Kim Jong Nam, the eldest son of the deceased North Korean leader Kim Jong Il, was once considered the heir to power in the dynastic regime in Pyongyang. But he was believed to have hobbled his chance when he was caught in 2001 while trying to take his son to Tokyo Disneyland with a fake visa. He was detained for several days before being deported to China.
Other analysts in South Korea say that Kim Jong Nam fell out of the succession race after his mother, Sung Hae Rim, was rejected by the North Korean leader, who favored Kim Jong Un’s mother, Ko Young Hee. Ko and Kim Jong Il had another son, Kim Jong Chol, who was seen at an Eric Clapton concert in London in 2015.
North Korea began actively grooming Kim Jong Un as heir after his father had a stroke in 2008. As his youngest brother consolidated his power, Kim Jong Nam lived in semi-exile abroad. Until recently, he had sometimes been seen in Macau. TV Chosun said he had also been visiting Singapore and Malaysia, where he had girlfriends.
Kim Jong Nam had a son named Kim Han Sol, who used to study in Bosnia and later France. In an interview with a European television channel in 2012, the son said he did not know how his uncle, Kim Jong Un, “became a dictator.”
Support from China
Like his half brother, Kim Jong Nam spent time in Switzerland as a teenager.

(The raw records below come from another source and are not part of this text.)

PR #694, opened 2026-02-18
Simplify platform requirements before 1.1

### LINKED ISSUE #675: Simplify automatic support of Unix-like platforms across modules
There are several places in TF-PSA-Crypto and Mbed TLS that have an adherence on non-standard C features, either mandatory or optional. We have built-in support for Unix-like platforms and for Windows, and sometimes ways to configure the library on other platforms. “Unix-like” covers a vast range of systems, including:

* Linux kernel with several possible libc.
* Unix implementations from a single vendor such as \*BSD, macOS, QNX, AIX, …
* Various Unix/POSIX/Linux layers on Windows.
* Various embedded systems with partial Unix APIs.

The goal of this issue is to simplify the code that we use to detect, and adapt to, Unix-like platforms, so that we are less afraid of breaking things if we need to fix a bug in the next long-time support branch. It covers both TF-PSA-Crypto and Mbed TLS.

Here are some known problems, as of TF-PSA-Crypto 1.0.0 and Mbed TLS 4.0.0:

* We include `unistd.h` and other Unix headers in many different places: [`platform_util.c`](https://github.com/Mbed-TLS/TF-PSA-Crypto/blob/tf-psa-crypto-1.0.0/drivers/builtin/src/platform_util.c#L149), [`threading.c`](https://github.com/Mbed-TLS/TF-PSA-Crypto/blob/tf-psa-crypto-1.0.0/drivers/builtin/src/threading.c#L26), [`unistd.c`](https://github.com/Mbed-TLS/mbedtls/blob/mbedtls-4.0.0/library/timing.c#L16), [`net_sockets.c`](https://github.com/Mbed-TLS/mbedtls/blob/mbedtls-4.0.0/library/net_sockets.c#L22) (and that's just for the library, the rest matters less). Each file has a different idea of whether to include QNX, Haiku, Midipix…
* Compiler options can break the build as they may influence which symbols are declared in system headers.
* We have hacks to allow a non-C99 `printf` [in `debug.h`](https://github.com/Mbed-TLS/mbedtls/blob/mbedtls-4.0.0/include/mbedtls/debug.h#L90), only for Windows. These hacks may or may not work correctly because the `printf` variant (standard C99 or Windows legacy) is determined when `debug.c` is built, but the format strings is determined when `ssl_*.c` is built. They may end up being different if, for example, a module using debug also defines a macro such as `_POSIX_C_SOURCE` or `_XOPEN_SOURCE` — then Mingw will pull in the GNU printf implementation which is C99-compliant, instead of the default one which isn't. The way Mingw picks the printf implementation seems to have been overhauled in version 13, released in June 2025, and our code may not work with that version (I suspect that's the cause of https://github.com/Mbed-TLS/mbedtls/issues/10566). We've had other problems with these hacks before (https://github.com/Mbed-TLS/mbedtls/issues/10017).

Out of scope:

* Providing additional configurability is out of scope here. It is of course desirable, but it would take a lot of effort. This issue focusing on what works out of the box.
* Only the libraries is in scope. While it would be nice for the sample programs to run on more platforms, it's a lot less important. Test tools are completely out of scope, we only care about them running on our CI environment and on developer machines.

gilles-peskine-arm:
Resolve https://github.com/Mbed-TLS/TF-PSA-Crypto/issues/675

* Rewrite `MBEDTLS_STATIC_ASSERT` and make it actually assert everywhere. This may work on extremely exotic C99-but-not-C11 compilers or compiler warnings.
* Move feature requirement macros that need to be defined before including any system header to a new dedicated header `core/tf_psa_crypto_platform_requirements.h`.
* Redo feature requirement macros from scratch, so that they're simpler and justified. This could cause “exotic” platforms to break.
* Always use C99-compliant printf on MingW, removing the need for `MBEDTLS_PRINTF_SIZET` in `debug.h`.
* Remove the use of `gettimeofday()` (we use `clock_gettime()` for `mbedtls_ms_time()`.

Needs preceding PR: 
* [x] [Stop using `gettimeofday()` in Mbed TLS](https://github.com/Mbed-TLS/mbedtls/pull/10607) (needed to fix the build on FreeBSD)
* [x] framework https://github.com/Mbed-TLS/mbedtls-framework/pull/279
* [x] Prepare mbedtls for the MingW change: https://github.com/Mbed-TLS/mbedtls/pull/10625

## PR checklist

- [x] **changelog** provided
- [x] **development PR** provided https://github.com/Mbed-TLS/mbedtls/pull/10606
- [x] **TF-PSA-Crypto PR** provided https://github.com/Mbed-TLS/TF-PSA-Crypto/pull/694
- [x] **framework PR** provided https://github.com/Mbed-TLS/mbedtls-framework/pull/279
- [x] **3.6 PR** https://github.com/Mbed-TLS/mbedtls/pull/10621 (only a small part that isn't disruptive)
- **tests**  provided + local testing (see https://github.com/Mbed-TLS/mbedtls/pull/10606)

### DIFF
--- a/core/tf_psa_crypto_common.h
+++ b/core/tf_psa_crypto_common.h
@@ -1,7 +1,18 @@
 /**
  * \file tf_psa_crypto_common.h
  *
- * \brief Utility macros for internal use in the library
+ * \brief Utility macros for internal use in the library.
+ *
+ * This file should be included as the first thing in all library C files.
+ * It must not be included by sample programs, since sample programs
+ * illustrate what you can do without the library sources.
+ * It may be included (often indirectly) by test code that isn't purely
+ * black-box testing.
+ *
+ * This file takes care of setting up requirements for platform headers.
+ * It includes the library configuration and derived macros.
+ * It additionally defines various utility macros and other definitions
+ * (but no function declarations).
  */
 /*
  *  Copyright The Mbed TLS Contributors
@@ -15,7 +26,10 @@
  * headers what we expect of them. */
 #include "tf_psa_crypto_platform_requirements.h"
 
+/* From this point onwards, ensure we have the library configuration and
+ * the configuration-derived macros. */
 #include "tf-psa-crypto/build_info.h"
+
 #include "alignment.h"
 
 #include <assert.h>
--- a/core/tf_psa_crypto_common.h
+++ b/core/tf_psa_crypto_common.h
@@ -382,30 +382,121 @@ static inline void mbedtls_xor_no_simd(unsigned char *r,
 #endif
 #endif
 
-/* Always provide a static assert macro, so it can be used unconditionally.
- * It does nothing on systems where we don't know how to define a static assert.
+/** \def MBEDTLS_STATIC_ASSERT
+ *
+ * A static assert macro, equivalent to `static_assert` or `_Static_assert`
+ * in modern C.
+ *
+ * You can use `MBEDTLS_STATIC_ASSERT(expr, msg)` in any position where a
+ * declaration is permitted, both at the toplevel and within a function.
+ * This macro may not be used inside an expression (see #STATIC_ASSERT_EXPR,
+ * available on fewer platforms).
+ *
+ * \param expr  An expression which must be a compile-time constant with
+ *              an integer value. This doesn't have to be a preprocessor
+ *              constant, for example it can use `sizeof`.
+ *              The compilation fails if the value is 0.
+ * \param msg   An error messsage to display if the value of \p expr is 0.
  */
-/* Can't use the C11-style `defined(static_assert)` on FreeBSD, since it
- * defines static_assert even with -std=c99, but then complains about it.
- */
-#if defined(static_assert) && !defined(__FreeBSD__)
+#if __STDC_VERSION__ >= 202311L
+/* static_assert is a keyword since C23 */
 #define MBEDTLS_STATIC_ASSERT(expr, msg)    static_assert(expr, msg)
-/* The GCC compiler supports _Static_assert since version 4.6 even with C99 so checking the
- * compiler version should suffice.
- * For non GCC compilers we check that C>=11 is used since C11 introduced _Static_assert.
- */
-#define MBEDTLS_STATIC_ASSERT_SUPPORT
-#elif !defined(__cplusplus) && \
-    ((defined(__GNUC__) && ((__GNUC__ == 4 && __GNUC_MINOR >= 6) || __GNUC__ > 4)) || \
-    (defined(__STDC_VERSION__) && __STDC_VERSION__ >= 201112L))
+
+#elif __STDC_VERSION__ >= 201112L
+/* _Static_assert is a keyword since C11 */
 #define MBEDTLS_STATIC_ASSERT(expr, msg)    _Static_assert(expr, msg)
-#define MBEDTLS_STATIC_ASSERT_SUPPORT
+
+#elif defined(static_assert) && !defined(__STRICT_ANSI__)
+/* If static_assert is defined as a macro, presumably from <assert.h>
+ * included above, then trust that it is what we expect.
+ * This is a common extension even before C11.
+ * However, don't use it if it looks like a build with `gcc -c99 -pedantic`
+ * or `clang -c99 -pedantic`, because they would complain about the use of
+ * a feature that doesn't exist in C99.
+ */
+#define MBEDTLS_STATIC_ASSERT(expr, msg)    static_assert(expr, msg)
+
+#elif defined(_MSC_VER)
+/* MSVC has `static_assert` as a keyword (not a macro) since
+ * Visual Studio 2010.
+ */
+#define MBEDTLS_STATIC_ASSERT(expr, msg)    static_assert(expr, msg)
+
+#elif defined(__GNUC__) && \
+    ((__GNUC__ == 4 && __GNUC_MINOR >= 6) || __GNUC__ > 4) && \
+    !defined(__STRICT_ANSI__)
+/* _Static_assert is a keyword since GCC 4.6.
+ * However, don't use it if it looks like a build with `gcc -c99 -pedantic`
+ * or `clang -c99 -pedantic`, because they would complain about the use of
+ * a feature that doesn't exist in C99.
+ */
+#define MBEDTLS_STATIC_ASSERT(expr, msg)    _Static_assert(expr, msg)
+
+#elif defined(__COUNTER__)
+/* Fall back to a hack that works in practice with non-ancient GCC-like
+ * compilers and MSVC, and doesn't trigger `-Wredundant-decls`.
+ *
+ * See the `#else` block below for an explanation. Here, we add another
+ * layer to make the declared name unique using the special preprocessor
+ * token `__COUNTER__`.
+ */
+#define MBEDTLS_STATIC_ASSERT_COUNTER(expr, counter) \
+    extern void mbedtls_static_assert_anchor##counter(char[1 - 2 * !(expr)])
+#define MBEDTLS_STATIC_ASSERT_WRAP(expr, counter) \
+    MBEDTLS_STATIC_ASSERT_COUNTER(expr, counter)
+#define MBEDTLS_STATIC_ASSERT(expr, msg) \
+    MBEDTLS_STATIC_ASSERT_WRAP(expr, __COUNTER__)
+
 #else
-/* Make sure `MBEDTLS_STATIC_ASSERT(expr, msg);` is valid both inside and
- * outside a function. We choose a struct declaration, which can be repeated
- * any number of times and does not need a matching definition. */
+/* Fall back to a hack that works in practice with almost all C compilers.
+ *
+ * Constraints:
+ * - Must be valid C99 when `expr` is a constant expression with a nonzero value.
+ * - Must compile without warnings on known compilers when `expr` is a
+ *   constant expression with a nonzero value.
+ * - Must be valid both at file scope and inside a function.
+ * - Must allow multiple static assertions in the same scope.
+ * - Must not rely on `__LINE__` to create unique identifiers, since this
+ *   could lead to collisions, e.g. if `MBEDTLS_STATIC_ASSERT` is used in
+ *   a header, or if a macro expands to multiple uses of
+ *   `MBEDTLS_STATIC_ASSERT`.
+ * - Should result in an error when `expr` evaluates to 0.
+ *
+ * How it works:
+ * - Ostensibly declare a function. This function will never be used, but
+ *   declaring a function that won't be used is routine.
+ * - The function's name is in our namespace, so we just need to avoid that
+ *   name for any other purpose.
+ * - Declaring the same function with the same prototype multiple times is
+ *   also common (it triggers `gcc -Wredundant-decls`, but we handle
+ *   non-ancient GCC separately above).
+ * - The function takes an argument whose type involves an array.
+ * - The array size is 1 (valid) when the expression is true, and -1
+ *   (invalid, triggers an error in almost all compilers) when the expression
+ *   is false.
+ *
+ * Limitations:
+ * - If you have multiple static assertions in the same scope,
+ *   `gcc -Wredundant-decls` complains.
+ * - Technically, an array of length -1 doesn't have to lead to a compilation
+ *   error in C99. In C89, it does: it's a constraint violation. But in C99,
+ *   it could be a variable-length array.
+ * - When the assertion fails, some compilers complain about a negative
+ *   array length without displaying the problematic line, so the message
+ *   is not visible.
+ *
+ * On Godbolt compiler explorer, the only failures I could find are:
+ * - 6502 cc65 complains if there are multiple assertions in the same scope:
+ *   "Multiple definition for `mbedtls_static_assert_anchor'"
+ * - Chibicc 2020-12-07 ignores the assertion.
+ * - LC3 (trunk) ignores the assertion.
+ * - ppci 0.5.5 dies with a NotImplementedError on the `!` operator.
+ * - SDCC 4.0.0 through 4.5.0 complains if there are multiple assertions in
+ *   the same scope:
+ *   "extern definition for 'mbedtls_static_assert_anchor' mismatches with declaration."
+ */
 #define MBEDTLS_STATIC_ASSERT(expr, msg)                                \
-    struct ISO_C_does_not_allow_extra_semicolon_outside_of_a_function
+    extern void mbedtls_static_assert_anchor(char[(expr) ? 1 : -1])
 #endif
 
 /* Define compiler branch hints */
--- a/core/tf_psa_crypto_common.h
+++ b/core/tf_psa_crypto_common.h
@@ -445,7 +445,7 @@ static inline void mbedtls_xor_no_simd(unsigned char *r,
 #define MBEDTLS_STATIC_ASSERT(expr, msg)    static_assert(expr, msg)
 
 #elif defined(__GNUC__) && \
-    ((__GNUC__ == 4 && __GNUC_MINOR >= 6) || __GNUC__ > 4) && \
+    ((__GNUC__ == 4 && __GNUC_MINOR__ >= 6) || __GNUC__ > 4) && \
     !defined(__STRICT_ANSI__)
 /* _Static_assert is a keyword since GCC 4.6.
  * However, don't use it if it looks like a build with `gcc -c99 -pedantic`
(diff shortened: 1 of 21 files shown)


core/tf_psa_crypto_common.h
```diff
@@ -382,30 +382,121 @@ static inline void mbedtls_xor_no_simd(unsigned char *r,
...
- * For non GCC compilers we check that C>=11 is used since C11 introduced _Static_assert.
+
+#elif defined(_MSC_VER)
+/* MSVC has `static_assert` as a keyword (not a macro) since
+ * Visual Studio 2010.
+ */
+#define MBEDTLS_STATIC_ASSERT(expr, msg)    static_assert(expr, msg)
+
+#elif defined(__GNUC__) && \
+    ((__GNUC__ == 4 && __GNUC_MINOR >= 6) || __GNUC__ > 4) && \
```
bensze01: Preexisting typo
```suggestion
    ((__GNUC__ == 4 && __GNUC_MINOR__ >= 6) || __GNUC__ > 4) && \
```

bensze01 (changes requested):

core/tf_psa_crypto_platform_requirements.h
```diff
@@ -0,0 +1,62 @@
...
+ * where snprintf does not always zero-terminate the buffer, and does
+ * not support formats such as "%zu" for size_t and "%lld" for long long.
+ *
+ * Defining __USE_MINGW_ANSI_STDIO=0 may work and provide a small code size
+ * and performance benefit for some combinations of older Mingw and Windows
+ * versions. Do this at your own risk and make sure that least
+ * test_suite_platform_printf passes.
+ */
+#if !defined(__USE_MINGW_ANSI_STDIO)
+#define __USE_MINGW_ANSI_STDIO 1
```
gilles-peskine-arm, line 59: I had missed that we need an extra step to avoid [breaking this branch of TF-PSA-Crypto with the current development branch of mbedtls](https://ci.trustedfirmware.org/job/mbed-tls-tf-psa-crypto-multibranch/job/PR-694-head/8/pipeline-console/log?nodeId=3388).

`mbedtls_common.h` includes `tf_psa_crypto_common.h` which now includes `tf_psa_crypto_platform_requirements.h‎` which defines `__USE_MINGW_ANSI_STDIO` causes `debug.c` to use a standard printf family. (That's in the default config. When `MBEDTLS_PLATFORM_VSNPRINTF_ALT` is enabled, what would matter is the printf family when `platform.c` is built.) This breaks the build in mbedtls since it's still assuming a legacy printf and setting `MBEDTLS_PRINTF_xxx` macros accordingly.

So I think that before merging this PR, we need to update mbedtls with the part of https://github.com/Mbed-TLS/mbedtls/pull/10606 that updates the MingW printf selection.

gilles-peskine-arm: > When `MBEDTLS_PLATFORM_VSNPRINTF_ALT` is enabled, what would matter is the printf family when platform.c is built.

Ah, but we automatically enable `MBEDTLS_PLATFORM_VSNPRINTF_ALT` (and `MBEDTLS_PLATFORM_SNPRINTF_ALT` but not the others) on MingW (and older, unsupported MSVC). Things can never be simple, can they?

gilles-peskine-arm: https://github.com/Mbed-TLS/mbedtls/pull/10625

core/tf_psa_crypto_common.h
```diff
@@ -382,30 +382,121 @@ static inline void mbedtls_xor_no_simd(unsigned char *r,
...
+ * - Chibicc 2020-12-07 ignores the assertion.
+ * - LC3 (trunk) ignores the assertion.
+ * - ppci 0.5.5 dies with a NotImplementedError on the `!` operator.
+ * - SDCC 4.0.0 through 4.5.0 complains if there are multiple assertions in
+ *   the same scope:
+ *   "extern definition for 'mbedtls_static_assert_anchor' mismatches with declaration."
+ */
 #define MBEDTLS_STATIC_ASSERT(expr, msg)                                \
-    struct ISO_C_does_not_allow_extra_semicolon_outside_of_a_function
+    extern void mbedtls_static_assert_anchor(char[(expr) ? 1 : -1])
```
bensze01: This expression doesn't assert if `expr` is not an integer-constant expression - eg. when running `gcc` with `-std=c99`. See:
https://godbolt.org/z/jKz48nTPh

Instead, we should use a statement derived from the current version of `STATIC_ASSERT_EXPR`, which is also fully valid C99:
https://github.com/Mbed-TLS/TF-PSA-Crypto/blob/20f2ca9dd2ffd1516fa62b4c0eff32a292048974/core/tf_psa_crypto_common.h#L82-L85

```suggestion
    struct mbedtls_static_assert_anchor { int MBEDTLS_STATIC_ASSERT : (expr) ? 1 : -1; }
```

core/tf_psa_crypto_common.h
```diff
@@ -382,30 +382,121 @@ static inline void mbedtls_xor_no_simd(unsigned char *r,
...
+#elif defined(__COUNTER__)
+/* Fall back to a hack that works in practice with non-ancient GCC-like
+ * compilers and MSVC, and doesn't trigger `-Wredundant-decls`.
+ *
+ * See the `#else` block below for an explanation. Here, we add another
+ * layer to make the declared name unique using the special preprocessor
+ * token `__COUNTER__`.
+ */
+#define MBEDTLS_STATIC_ASSERT_COUNTER(expr, counter) \
+    extern void mbedtls_static_assert_anchor##counter(char[1 - 2 * !(expr)])
```
bensze01: The integer constant expression here doesn't match the non-counter version below.

I assume the intent was to standardize on either  the arithmetic or the ternary expression - the ternary seems to be easier to parse for users when presented as an error message, so I'd prefer that one if there are no compatibility implications (both should be fully C99 compliant).

Also see: https://github.com/Mbed-TLS/TF-PSA-Crypto/pull/694#discussion_r2865507542

```suggestion
    struct mbedtls_static_assert_anchor##counter { int MBEDTLS_STATIC_ASSERT : (expr) ? 1 : -1; }
```

tests/suites/test_suite_platform_unix.function
```diff
@@ -0,0 +1,45 @@
...
+/* END_CASE */
+
+/* BEGIN_CASE depends_on:MBEDTLS_PLATFORM_IS_UNIXLIKE */
+void clock_gettime_available(int clockid)
+{
+    struct timespec ts = { 0, 0 };
+    memset(&ts, 0, sizeof(ts));
+    int ret = clock_gettime(clockid, &ts);
+    TEST_ASSERT_ERRNO(ret == 0);
+    TEST_LE_S(1, ts.tv_sec);
```
bensze01: This will fail if the system clock is set to a value <= 1970-01-01T00:00:00 if `time_t` is signed :)

I think we can just remove this check, since we don't care about a functional realtime clock.

If we care about the clock being functional, we could test that `(ts.tv_sec | ts.tv_nsec) != 0`, which should cut down the probability to near zero, or assert that a second call to `clock_gettime` (after a short sleep)  doesn't return the same values.

tests/suites/test_suite_platform_unix.function
```diff
@@ -17,8 +17,12 @@
...
 
 /* Constants used in the test data need to be defined even if no test
- * functions that use them are enabled. */
+ * functions that use them are enabled.
+ * Undefine the macros first in case a system header does define them
+ * even though we haven't recognized the platform as Unix-like. */
+#undef CLOCK_REALTIME
 #define CLOCK_REALTIME 0
+#undef CLOCK_MONOTONIC
 #define CLOCK_MONOTONIC 0
```
bensze01, line 26: Redefining system macros feels like it might bite us in the future.

Why not just wrap the definitions with `#if !defined(FOO)` ?

core/tf_psa_crypto_common.h
```diff
@@ -104,7 +104,7 @@ extern void (*mbedtls_test_hook_test_fail)(const char *test, int line, const cha
 /* A compile-time constant with the value 0. If `const_expr` is not a
  * compile-time constant with a nonzero value, cause a compile-time error. */
 #define STATIC_ASSERT_EXPR(const_expr)                                \
-    (0 && sizeof(struct { unsigned int STATIC_ASSERT : 1 - 2 * !(const_expr); }))
+    (0 && sizeof(char[1 - 2 * !(const_expr)]))
```
bensze01: What version of GCC complains about anonymous structs?

I could only find a commit message (c86a16548c82c345d2784d6b79eecfcef71ce08a) that claimed MSVC was unhappy - if GCC is happy with the original definition, then in light of https://github.com/Mbed-TLS/TF-PSA-Crypto/pull/694#discussion_r2865507542 I don't see any clear benefit from this patch.

On a second note, my suggestion in https://github.com/Mbed-TLS/TF-PSA-Crypto/pull/694#discussion_r2865507542 doesn't use anonymous structs, so MSVC should be happy as well - either that approach, or a [__pragma](https://learn.microsoft.com/en-us/cpp/preprocessor/pragma-directives-and-the-pragma-keyword?view=msvc-170#the-pragma-keyword) could be used to silence the specific warning on MSVC.

bensze01 (changes requested):

core/tf_psa_crypto_common.h
gilles-peskine-arm: I couldn't get a struct to work when `STATIC_ASSERT_EXPR` is used inside of `ARRAY_LENGTH` which is used in `MBEDTLS_STATIC_ASSERT` (which we do in our code base, that's how I noticed), when `MBEDTLS_STATIC_ASSERT` is implemented in a way that doesn't rely on anything but C99. See the commit message for d5e30685a045bdf30c210d1d1d47151452207fe6.

If the struct is named then you can't have two assertions in the same scope. If the struct is not named then GCC complains that an anonymous struct in a “small” scope is silly.

core/tf_psa_crypto_common.h
gilles-peskine-arm: Same as https://github.com/Mbed-TLS/TF-PSA-Crypto/pull/694#discussion_r2867415042 : I ddn't manage to get a struct to work. With your proposal, you can't have two assertions in the same scope.

core/tf_psa_crypto_common.h
gilles-peskine-arm: I'll need to go back and check, but IIRC on Godbolt I found a compiler that treated `array[(0) ? 1 : -1]` as a VLA but produced a compilation error with `array[1 - 2 * (0)]`.

tests/suites/test_suite_platform_unix.function
gilles-peskine-arm: I don't want to check that `clock_gettime()` is functional, but I would like to check that it's actually returning something that isn't all-bits-zero.

Indeed calling the function twice with a delay in between would be a better test, but I also don't want to make assumptions on delays. That tends to play badly in the CI.

I think just checking that the return value isn't all-bits-zero is indeed better. Not because I'm worried about the epoch, but because `clock_gettime` can have different clocks, including one that starts at boot, and running the test less than 1 second after boot is plausible.

tests/suites/test_suite_platform_unix.function
gilles-peskine-arm: This is only in the case where we believe that the platform isn't Unix-like, but system headers have defined these macros anyway. The definitions provided by system headers might not work either.

This could be solved with a level of indirection (use `MBEDTLS_TEST_CLOCK_REALTIME` in test data and define it differently depending on `MBEDTLS_PLATFORM_IS_UNIXLIKE`), but I don't think this warrants the additional complexity. These macro redefinitions are only done in a case where there's very little code in the `.c` file after them (since none of the test functions are compiled in).

core/tf_psa_crypto_common.h
yanesca: Based on your [previous comment](https://github.com/Mbed-TLS/TF-PSA-Crypto/pull/694/changes/9ebf182ca45680137027ff93c95812b1665d9996#r2867417298
) some compilers would treat this as a VLA and wouldn't fail. Is this not a problem?

(This is just a random question, I am not doing a full review.)

valeriosetti (dismissed):

core/tf_psa_crypto_common.h
bensze01: I see - that's annoying. How would you feel about keeping the struct-based approach I suggested if `__COUNTER__` is available, and going with the array-length-based approach if it is not available?

core/tf_psa_crypto_common.h
bensze01: I think I managed to combine our approaches in a way that avoids false-negatives via misinterpretation as a VLA, and is accepted by old versions of GCC without warnings:

```suggestion
    extern void mbedtls_static_assert_anchor(char[sizeof(struct {int MBEDTLS_STATIC_ASSERT : 1 - 2 * !(expr);} )])
```

bensze01: ~~Whelp - it works in GCC, but ICC just ignores the violation inside the `sizeof` :(~~

bensze01: Nope, ICC handles this correctly, I was just testing it wrong.

gilles-peskine-arm: That doesn't work, see the commit message for d5e30685a045bdf30c210d1d1d47151452207fe6.

However, I may have been too focused on declaring a function.
```
extern int mbedtls_static_assert_anchor[sizeof(struct {int x : (expr) ? 1 : -1;})]
```
is looking promising so far. I still need to check more compilers.

gilles-peskine-arm: No, I did have a reason for declaring a function: if it's not a function, then in function scope, this is likely to cause an unused-variable warning. I can pretty much universally silence that warning with `(void) mbedtls_static_assert_anchor`, but that only works in function scope, not at file scope.

Maybe the right way to do this would be to have different macros, one for file scope and one for function scope?

I'm going to try a little more, but at some point I propose that we merge what we have, and improve it later. Before this pull request, `MBEDTLS_STATIC_ASSERT` was a no-op on compilers that were neither C11 nor GCC-like. So it's still an improvement over the existing situation if we now cover most common compilers that are neither C11 nor GCC-like.

----

By the way

> This expression doesn't assert if expr is not an integer-constant expression

is not a critical problem. We run builds where `MBEDTLS_STATIC_ASSERT` is a C11 static assert, and that will fail the build if `expr` is not a constant expression. The only way a problem would be unnoticed is if `expr` involes some user configuration or platform-dependent macro, and that macro is not a constant expression in some real-world usage, but it is a constant expression in all of our CI builds, and that macro is not used in any other place where a constant expression is required. It's better if we detect this, but it's fairly unlikely to happen.

gilles-peskine-arm: A function _returning_ a pointer to an array might avoid both pitfalls: compilers don't usually complain about an unused function declaration even at function scope, and they don't seem to complain about an anonymous struct inside an array length.

```
#define MBEDTLS_STATIC_ASSERT(expr, msg)                                \
    extern int (*mbedtls_static_assert_anchor(void))[sizeof(struct {int x : (expr) ? 1 : -1;})]
```

This is actually something I found online, but IIRC I had a reason against it as well. I don't recall what that reason was though, so I'm going to try it out some more.

gilles-peskine-arm: The only serious problem I can find with a function returning a pointer to an array whose size involves a struct with a potentially negative bit-field width (other than its complexity) is that MSVC doesn't like it. But fortunately we have a different implementation with (non-ancient) MSVC.

core/tf_psa_crypto_common.h
gilles-peskine-arm: At least up to version 15.1.0, GCC doesn't seem to complain about an anonymous struct inside sizeof inside an array that is not in a function argument list. So I've switched to that.

core/tf_psa_crypto_common.h
gilles-peskine-arm: Moot since I've now moved everything to a bit-field width.

tests/suites/test_suite_platform_unix.function
gilles-peskine-arm: I don't intend to change this. Neither of  the proposed simple solutions is 100% correct, and both are highly unlikely to fail in practice, so I think they're equally fine.

bensze01 (dismissed):
Thanks, LGTM - needs a rebase due to a submodule conflict.

gilles-peskine-arm:
I've rebased on top of `development`. The framework is already up to date there, so the framework updates have been dropped. No other change.

valeriosetti (approved):

bensze01 (approved):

Kim was once questioned in Macau by a reporter about the likelihood that his brother would take over the leadership of North Korea, and he seemed to accept his fate.
“It is my father’s decision,” he said. “So, once he decides, we have to support.”
Kim Jong Nam also once predicted doom for his half brother’s rule while talking to reporters from Japan, North Korea’s sworn enemy. His criticism had fueled speculation that China and certain generals in Pyongyang might be protecting him in case anything should go wrong with Kim Jong Un’s rule.
China had been supporting Kim Jong Nam financially for many years in the event of Kim Jong Un’s death.
“Kim Jong Nam is a person which China can control, and the North Korean people can trust,” said writer Kang Chunnu, a distant relative of the Kim family.